▶ _Problem details_
For every line in the records that has the word "silently", make a copy.

▶ _Extracted material_

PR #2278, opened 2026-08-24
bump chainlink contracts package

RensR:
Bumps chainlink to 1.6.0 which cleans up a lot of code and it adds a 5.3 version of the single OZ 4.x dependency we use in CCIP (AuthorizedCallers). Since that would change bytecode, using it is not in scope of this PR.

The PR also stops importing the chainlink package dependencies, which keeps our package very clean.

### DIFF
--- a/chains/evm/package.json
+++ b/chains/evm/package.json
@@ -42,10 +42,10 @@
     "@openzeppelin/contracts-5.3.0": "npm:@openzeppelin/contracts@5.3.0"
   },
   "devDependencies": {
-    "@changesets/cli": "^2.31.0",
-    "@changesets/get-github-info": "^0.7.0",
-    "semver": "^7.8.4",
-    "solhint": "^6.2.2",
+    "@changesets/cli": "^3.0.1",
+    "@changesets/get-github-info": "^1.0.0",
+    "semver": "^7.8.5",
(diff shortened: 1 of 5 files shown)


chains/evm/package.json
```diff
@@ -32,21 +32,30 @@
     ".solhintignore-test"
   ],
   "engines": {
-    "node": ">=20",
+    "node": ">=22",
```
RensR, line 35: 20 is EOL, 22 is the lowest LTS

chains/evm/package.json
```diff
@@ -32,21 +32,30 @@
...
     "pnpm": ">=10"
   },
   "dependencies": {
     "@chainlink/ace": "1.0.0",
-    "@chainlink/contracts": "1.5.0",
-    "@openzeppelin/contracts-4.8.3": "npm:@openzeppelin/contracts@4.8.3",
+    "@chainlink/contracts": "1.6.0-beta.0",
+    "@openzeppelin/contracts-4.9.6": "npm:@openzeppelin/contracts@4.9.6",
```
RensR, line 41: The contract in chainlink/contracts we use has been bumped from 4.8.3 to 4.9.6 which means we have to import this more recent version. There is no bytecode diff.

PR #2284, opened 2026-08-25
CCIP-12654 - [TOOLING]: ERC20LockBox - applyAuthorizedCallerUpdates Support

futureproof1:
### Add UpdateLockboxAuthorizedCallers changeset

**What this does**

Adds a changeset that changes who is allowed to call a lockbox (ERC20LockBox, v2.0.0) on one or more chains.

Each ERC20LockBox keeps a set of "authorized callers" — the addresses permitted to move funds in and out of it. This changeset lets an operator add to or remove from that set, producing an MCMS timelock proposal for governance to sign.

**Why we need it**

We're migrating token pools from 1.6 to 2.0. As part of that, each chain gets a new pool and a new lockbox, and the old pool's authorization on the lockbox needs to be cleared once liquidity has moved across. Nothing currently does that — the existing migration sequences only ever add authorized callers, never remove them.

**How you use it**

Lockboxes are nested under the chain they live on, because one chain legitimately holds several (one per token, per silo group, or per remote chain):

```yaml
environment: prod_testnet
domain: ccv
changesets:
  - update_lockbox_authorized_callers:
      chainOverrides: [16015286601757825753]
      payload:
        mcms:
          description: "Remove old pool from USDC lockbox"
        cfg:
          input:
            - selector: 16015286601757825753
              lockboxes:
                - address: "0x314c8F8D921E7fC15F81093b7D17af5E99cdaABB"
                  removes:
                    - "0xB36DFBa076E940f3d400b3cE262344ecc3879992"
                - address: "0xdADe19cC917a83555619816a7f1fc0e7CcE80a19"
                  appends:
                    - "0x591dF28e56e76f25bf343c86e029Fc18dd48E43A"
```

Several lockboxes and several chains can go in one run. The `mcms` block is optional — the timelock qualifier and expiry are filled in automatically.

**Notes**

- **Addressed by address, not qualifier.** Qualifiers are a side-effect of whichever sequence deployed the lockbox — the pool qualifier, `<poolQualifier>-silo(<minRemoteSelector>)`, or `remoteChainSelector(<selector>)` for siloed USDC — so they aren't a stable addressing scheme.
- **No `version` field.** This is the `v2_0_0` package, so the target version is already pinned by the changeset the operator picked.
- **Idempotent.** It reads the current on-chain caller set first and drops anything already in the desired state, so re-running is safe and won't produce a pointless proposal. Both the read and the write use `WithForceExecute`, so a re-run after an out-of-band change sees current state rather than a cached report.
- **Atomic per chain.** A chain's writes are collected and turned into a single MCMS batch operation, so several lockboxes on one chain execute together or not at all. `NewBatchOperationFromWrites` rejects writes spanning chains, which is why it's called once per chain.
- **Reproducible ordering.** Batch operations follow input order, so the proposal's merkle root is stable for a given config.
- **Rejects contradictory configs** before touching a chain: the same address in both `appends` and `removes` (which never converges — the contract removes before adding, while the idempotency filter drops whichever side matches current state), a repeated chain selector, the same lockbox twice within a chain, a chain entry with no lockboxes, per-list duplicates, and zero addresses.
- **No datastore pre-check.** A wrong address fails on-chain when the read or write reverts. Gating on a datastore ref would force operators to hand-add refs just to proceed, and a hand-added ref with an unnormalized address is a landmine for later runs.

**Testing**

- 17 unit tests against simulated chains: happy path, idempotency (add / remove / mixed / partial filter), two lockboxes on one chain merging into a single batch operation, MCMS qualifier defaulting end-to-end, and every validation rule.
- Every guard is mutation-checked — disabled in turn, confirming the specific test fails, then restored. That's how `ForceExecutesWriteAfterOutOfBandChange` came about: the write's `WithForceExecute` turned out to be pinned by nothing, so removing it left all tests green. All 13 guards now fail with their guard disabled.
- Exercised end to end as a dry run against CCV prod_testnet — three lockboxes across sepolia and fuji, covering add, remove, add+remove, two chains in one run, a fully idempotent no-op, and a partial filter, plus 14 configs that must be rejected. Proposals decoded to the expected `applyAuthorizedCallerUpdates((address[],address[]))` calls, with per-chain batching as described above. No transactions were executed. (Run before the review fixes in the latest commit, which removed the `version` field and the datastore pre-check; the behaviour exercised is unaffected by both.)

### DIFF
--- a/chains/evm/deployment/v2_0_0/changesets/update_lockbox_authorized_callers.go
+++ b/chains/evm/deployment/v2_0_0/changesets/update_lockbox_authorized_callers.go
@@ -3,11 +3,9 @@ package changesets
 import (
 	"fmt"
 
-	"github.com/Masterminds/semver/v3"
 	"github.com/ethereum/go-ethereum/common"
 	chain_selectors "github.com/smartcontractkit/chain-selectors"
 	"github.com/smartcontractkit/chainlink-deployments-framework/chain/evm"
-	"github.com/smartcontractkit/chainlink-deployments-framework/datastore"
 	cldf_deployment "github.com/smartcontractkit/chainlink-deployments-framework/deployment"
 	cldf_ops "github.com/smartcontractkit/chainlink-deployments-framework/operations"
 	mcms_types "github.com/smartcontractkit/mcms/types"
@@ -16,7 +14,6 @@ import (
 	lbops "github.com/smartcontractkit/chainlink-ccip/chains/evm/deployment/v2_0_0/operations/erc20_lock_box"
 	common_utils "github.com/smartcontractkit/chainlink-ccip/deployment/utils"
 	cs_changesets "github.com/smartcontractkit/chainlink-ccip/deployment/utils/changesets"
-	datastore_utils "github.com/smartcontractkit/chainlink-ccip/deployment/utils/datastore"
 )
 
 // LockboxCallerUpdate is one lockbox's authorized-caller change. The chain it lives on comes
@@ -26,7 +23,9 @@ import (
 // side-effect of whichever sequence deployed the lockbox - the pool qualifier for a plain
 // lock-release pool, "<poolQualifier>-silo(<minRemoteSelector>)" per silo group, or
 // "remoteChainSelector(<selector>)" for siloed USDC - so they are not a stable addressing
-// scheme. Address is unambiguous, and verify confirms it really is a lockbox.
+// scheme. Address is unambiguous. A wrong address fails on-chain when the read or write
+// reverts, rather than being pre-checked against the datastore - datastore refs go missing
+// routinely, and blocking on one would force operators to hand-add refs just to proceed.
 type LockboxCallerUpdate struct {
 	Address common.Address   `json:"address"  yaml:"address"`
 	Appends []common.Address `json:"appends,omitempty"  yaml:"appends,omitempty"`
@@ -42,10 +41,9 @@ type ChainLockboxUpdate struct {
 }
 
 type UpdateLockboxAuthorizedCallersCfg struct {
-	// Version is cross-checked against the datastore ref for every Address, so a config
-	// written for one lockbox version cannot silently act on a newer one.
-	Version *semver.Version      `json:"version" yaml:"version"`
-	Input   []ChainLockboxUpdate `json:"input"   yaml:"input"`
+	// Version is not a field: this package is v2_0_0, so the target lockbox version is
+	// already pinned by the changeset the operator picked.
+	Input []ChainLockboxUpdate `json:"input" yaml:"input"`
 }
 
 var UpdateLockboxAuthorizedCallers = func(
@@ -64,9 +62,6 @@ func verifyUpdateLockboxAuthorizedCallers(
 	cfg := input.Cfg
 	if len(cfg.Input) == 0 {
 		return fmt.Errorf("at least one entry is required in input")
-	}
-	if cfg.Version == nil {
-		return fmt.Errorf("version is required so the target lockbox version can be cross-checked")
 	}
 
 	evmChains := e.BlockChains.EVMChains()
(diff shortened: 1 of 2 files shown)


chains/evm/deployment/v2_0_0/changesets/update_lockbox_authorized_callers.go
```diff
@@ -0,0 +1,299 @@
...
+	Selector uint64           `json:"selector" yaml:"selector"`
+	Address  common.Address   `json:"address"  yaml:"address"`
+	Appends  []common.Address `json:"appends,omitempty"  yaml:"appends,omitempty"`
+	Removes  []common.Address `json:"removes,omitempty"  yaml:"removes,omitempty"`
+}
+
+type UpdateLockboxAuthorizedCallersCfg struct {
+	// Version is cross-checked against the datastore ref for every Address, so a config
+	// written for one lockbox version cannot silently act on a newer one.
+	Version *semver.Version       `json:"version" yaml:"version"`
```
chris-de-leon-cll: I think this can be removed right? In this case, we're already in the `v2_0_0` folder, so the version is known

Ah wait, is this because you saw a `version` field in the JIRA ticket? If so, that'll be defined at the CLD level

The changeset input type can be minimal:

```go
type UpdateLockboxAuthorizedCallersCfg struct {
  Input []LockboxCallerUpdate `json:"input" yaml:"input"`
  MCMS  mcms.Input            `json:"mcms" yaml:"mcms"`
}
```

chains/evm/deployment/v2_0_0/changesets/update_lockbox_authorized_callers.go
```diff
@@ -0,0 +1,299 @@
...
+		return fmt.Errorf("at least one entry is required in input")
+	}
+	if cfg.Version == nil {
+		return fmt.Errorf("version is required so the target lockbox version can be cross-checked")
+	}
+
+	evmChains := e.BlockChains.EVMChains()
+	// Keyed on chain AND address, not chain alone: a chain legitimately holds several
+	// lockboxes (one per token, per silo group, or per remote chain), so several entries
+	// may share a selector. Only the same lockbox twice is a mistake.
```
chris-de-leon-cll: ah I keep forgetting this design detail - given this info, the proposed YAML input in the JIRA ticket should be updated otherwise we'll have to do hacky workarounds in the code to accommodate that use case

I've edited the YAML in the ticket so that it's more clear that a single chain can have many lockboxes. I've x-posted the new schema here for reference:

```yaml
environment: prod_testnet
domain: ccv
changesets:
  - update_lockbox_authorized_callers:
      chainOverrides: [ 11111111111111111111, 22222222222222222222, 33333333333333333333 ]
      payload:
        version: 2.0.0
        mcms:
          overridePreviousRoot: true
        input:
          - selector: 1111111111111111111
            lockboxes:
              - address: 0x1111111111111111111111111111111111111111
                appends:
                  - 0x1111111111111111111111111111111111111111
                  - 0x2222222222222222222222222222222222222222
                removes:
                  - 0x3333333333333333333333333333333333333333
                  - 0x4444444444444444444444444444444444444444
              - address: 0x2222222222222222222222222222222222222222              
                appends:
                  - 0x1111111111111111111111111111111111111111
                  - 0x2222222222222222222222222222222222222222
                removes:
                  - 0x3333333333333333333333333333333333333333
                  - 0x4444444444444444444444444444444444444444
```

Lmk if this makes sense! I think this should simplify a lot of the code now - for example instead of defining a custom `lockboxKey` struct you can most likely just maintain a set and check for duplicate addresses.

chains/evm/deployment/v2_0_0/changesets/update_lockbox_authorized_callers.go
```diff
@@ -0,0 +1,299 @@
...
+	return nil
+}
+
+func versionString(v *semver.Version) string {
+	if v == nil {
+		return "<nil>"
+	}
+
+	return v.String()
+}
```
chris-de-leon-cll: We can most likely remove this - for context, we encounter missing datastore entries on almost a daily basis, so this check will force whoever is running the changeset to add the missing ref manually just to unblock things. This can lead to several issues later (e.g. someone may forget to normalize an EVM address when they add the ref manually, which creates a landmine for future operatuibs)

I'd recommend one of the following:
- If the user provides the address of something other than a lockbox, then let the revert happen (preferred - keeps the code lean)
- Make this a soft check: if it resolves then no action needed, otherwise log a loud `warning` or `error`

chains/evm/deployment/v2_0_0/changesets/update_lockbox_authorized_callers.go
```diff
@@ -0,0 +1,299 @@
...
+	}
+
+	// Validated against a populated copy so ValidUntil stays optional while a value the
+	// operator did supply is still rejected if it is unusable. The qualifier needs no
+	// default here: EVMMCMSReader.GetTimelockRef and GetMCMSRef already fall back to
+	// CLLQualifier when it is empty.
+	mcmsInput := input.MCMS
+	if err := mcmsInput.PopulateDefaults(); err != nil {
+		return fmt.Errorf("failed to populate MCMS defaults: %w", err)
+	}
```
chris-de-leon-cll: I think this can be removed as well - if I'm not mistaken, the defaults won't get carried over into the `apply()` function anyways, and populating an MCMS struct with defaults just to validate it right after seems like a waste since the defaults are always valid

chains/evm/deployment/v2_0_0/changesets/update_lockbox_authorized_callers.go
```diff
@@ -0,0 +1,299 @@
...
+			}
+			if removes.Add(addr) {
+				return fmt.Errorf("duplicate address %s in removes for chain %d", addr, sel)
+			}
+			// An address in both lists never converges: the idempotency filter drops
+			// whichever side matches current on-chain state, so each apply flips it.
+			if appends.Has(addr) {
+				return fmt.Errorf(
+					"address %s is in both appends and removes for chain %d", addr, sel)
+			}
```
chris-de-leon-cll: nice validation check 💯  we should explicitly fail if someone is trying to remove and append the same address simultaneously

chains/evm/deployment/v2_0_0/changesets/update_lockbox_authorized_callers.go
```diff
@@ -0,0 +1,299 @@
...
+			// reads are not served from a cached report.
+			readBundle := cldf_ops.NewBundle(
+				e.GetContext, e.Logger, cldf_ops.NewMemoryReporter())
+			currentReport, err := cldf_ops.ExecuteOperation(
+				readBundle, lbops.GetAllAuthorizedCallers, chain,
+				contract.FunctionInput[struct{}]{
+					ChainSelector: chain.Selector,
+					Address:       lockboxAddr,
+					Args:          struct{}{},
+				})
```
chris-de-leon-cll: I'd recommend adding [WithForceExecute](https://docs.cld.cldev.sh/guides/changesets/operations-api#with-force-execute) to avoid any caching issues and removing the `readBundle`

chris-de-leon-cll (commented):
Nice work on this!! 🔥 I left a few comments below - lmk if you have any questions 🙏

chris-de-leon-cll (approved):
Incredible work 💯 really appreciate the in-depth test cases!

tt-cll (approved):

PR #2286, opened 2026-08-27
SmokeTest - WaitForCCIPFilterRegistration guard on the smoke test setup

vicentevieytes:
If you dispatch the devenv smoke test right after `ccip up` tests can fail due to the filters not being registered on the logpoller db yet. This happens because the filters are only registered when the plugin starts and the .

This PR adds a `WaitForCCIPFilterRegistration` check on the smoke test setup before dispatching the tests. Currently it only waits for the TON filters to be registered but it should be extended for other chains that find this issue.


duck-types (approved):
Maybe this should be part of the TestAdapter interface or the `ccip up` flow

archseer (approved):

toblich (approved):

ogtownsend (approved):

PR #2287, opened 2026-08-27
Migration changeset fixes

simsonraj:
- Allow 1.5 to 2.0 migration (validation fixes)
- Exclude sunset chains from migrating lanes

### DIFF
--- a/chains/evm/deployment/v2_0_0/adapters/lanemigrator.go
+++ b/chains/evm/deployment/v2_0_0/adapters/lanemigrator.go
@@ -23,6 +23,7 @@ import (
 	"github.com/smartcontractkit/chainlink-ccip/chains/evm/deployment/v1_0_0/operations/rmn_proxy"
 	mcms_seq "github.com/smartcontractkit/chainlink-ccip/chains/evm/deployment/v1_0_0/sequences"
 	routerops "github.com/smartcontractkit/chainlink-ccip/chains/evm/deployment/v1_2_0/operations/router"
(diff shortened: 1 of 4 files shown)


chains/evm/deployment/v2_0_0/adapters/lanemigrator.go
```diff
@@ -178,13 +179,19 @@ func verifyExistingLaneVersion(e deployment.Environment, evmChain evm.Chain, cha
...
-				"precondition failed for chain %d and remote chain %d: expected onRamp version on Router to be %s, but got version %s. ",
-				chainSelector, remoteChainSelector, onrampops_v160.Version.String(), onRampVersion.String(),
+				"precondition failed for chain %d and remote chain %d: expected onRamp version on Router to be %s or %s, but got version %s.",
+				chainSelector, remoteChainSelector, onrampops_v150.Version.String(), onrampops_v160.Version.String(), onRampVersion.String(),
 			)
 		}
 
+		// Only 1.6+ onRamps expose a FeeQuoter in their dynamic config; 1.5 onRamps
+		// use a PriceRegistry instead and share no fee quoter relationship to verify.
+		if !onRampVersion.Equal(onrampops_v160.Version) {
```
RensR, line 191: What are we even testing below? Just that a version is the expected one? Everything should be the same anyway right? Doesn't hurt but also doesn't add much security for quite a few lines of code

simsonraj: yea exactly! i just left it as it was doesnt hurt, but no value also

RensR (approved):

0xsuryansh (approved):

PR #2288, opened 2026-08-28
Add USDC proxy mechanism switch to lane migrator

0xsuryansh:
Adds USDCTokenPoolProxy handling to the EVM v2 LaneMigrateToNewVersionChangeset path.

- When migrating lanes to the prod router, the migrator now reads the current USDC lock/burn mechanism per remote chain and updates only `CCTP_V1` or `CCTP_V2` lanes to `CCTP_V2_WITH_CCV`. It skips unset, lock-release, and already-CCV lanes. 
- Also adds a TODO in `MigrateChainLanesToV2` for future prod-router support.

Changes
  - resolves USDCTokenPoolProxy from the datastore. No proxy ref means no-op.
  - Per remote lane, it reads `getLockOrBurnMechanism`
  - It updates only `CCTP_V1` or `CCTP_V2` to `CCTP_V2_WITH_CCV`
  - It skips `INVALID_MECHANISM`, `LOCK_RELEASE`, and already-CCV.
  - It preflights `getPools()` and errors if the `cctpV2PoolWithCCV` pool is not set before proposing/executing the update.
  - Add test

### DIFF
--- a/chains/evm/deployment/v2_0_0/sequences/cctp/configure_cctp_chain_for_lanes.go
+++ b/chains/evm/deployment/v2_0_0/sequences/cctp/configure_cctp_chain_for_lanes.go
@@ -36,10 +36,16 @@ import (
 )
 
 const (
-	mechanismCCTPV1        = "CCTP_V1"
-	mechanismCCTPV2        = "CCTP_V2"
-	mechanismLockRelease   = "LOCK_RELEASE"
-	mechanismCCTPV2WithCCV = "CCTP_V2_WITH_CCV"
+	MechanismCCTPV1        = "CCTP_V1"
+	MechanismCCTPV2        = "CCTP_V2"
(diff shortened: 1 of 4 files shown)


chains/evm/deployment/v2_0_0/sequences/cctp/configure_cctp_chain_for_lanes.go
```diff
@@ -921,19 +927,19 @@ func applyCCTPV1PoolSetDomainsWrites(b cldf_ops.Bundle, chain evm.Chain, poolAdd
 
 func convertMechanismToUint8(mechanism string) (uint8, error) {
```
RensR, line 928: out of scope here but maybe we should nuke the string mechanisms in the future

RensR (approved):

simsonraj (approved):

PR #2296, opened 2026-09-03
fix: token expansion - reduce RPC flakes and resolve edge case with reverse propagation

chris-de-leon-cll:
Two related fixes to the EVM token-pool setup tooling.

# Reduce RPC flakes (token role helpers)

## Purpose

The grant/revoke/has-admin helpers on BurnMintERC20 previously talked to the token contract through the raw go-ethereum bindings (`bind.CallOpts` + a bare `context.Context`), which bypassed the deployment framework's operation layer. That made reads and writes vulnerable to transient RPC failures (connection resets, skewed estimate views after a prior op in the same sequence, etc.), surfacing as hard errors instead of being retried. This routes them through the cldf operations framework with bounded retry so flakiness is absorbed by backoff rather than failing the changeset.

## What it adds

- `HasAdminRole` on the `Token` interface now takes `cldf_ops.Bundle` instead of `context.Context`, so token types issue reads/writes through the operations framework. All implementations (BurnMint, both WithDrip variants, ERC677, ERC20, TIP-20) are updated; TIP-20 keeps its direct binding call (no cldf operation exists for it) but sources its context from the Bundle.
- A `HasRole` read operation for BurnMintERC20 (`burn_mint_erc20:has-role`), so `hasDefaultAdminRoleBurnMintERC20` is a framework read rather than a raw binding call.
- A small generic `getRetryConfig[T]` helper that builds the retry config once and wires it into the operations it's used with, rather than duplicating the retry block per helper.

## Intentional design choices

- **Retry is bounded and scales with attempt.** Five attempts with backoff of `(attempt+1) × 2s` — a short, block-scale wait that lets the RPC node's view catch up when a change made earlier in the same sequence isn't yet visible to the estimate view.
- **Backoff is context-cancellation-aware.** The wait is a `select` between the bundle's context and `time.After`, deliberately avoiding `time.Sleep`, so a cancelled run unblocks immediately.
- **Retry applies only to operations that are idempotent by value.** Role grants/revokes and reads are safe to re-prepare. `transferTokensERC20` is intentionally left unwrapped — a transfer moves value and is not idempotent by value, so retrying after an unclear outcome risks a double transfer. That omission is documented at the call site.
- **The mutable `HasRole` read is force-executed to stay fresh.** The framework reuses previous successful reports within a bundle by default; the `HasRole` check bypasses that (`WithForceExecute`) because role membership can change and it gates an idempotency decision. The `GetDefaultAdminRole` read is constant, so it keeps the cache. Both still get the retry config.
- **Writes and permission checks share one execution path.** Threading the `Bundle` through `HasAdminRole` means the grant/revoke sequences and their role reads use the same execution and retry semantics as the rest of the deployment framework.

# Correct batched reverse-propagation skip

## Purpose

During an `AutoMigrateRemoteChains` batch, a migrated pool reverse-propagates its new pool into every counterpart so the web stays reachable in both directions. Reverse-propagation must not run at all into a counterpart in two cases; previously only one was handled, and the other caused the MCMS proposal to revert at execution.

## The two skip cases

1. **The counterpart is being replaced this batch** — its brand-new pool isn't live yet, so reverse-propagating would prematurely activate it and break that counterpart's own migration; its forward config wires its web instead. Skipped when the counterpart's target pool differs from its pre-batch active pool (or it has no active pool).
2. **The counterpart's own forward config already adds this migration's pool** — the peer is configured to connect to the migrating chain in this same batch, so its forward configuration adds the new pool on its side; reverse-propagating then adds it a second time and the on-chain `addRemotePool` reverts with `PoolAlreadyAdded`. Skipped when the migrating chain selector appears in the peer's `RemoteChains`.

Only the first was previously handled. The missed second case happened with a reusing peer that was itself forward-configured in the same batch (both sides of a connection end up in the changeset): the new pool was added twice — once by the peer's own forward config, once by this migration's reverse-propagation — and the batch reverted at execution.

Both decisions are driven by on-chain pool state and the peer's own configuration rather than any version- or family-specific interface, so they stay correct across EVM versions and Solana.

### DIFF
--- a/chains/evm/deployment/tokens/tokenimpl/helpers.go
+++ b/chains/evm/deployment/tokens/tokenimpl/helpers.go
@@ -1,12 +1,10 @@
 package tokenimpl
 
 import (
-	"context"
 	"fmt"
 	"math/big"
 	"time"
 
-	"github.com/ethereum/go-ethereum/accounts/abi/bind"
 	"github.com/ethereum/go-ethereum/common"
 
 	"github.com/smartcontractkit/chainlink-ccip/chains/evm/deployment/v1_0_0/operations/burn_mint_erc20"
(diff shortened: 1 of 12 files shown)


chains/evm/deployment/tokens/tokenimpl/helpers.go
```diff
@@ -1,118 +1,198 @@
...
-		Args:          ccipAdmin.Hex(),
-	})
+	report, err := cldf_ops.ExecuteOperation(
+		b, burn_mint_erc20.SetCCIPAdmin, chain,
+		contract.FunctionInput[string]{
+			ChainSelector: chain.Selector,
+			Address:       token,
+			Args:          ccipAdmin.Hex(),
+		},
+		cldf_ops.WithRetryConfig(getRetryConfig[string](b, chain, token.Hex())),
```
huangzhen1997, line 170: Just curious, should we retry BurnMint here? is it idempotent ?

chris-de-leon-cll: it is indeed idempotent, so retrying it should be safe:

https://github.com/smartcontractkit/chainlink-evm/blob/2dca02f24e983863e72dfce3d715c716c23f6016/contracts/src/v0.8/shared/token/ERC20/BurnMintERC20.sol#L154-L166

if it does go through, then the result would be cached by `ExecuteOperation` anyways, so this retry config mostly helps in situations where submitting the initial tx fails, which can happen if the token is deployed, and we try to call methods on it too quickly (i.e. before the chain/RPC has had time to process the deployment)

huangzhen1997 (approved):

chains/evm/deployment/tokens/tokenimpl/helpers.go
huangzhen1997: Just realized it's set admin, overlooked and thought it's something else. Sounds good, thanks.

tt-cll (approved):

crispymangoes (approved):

▶ _Answer box_
-	// written for one lockbox version cannot silently act on a newer one.
+	// written for one lockbox version cannot silently act on a newer one.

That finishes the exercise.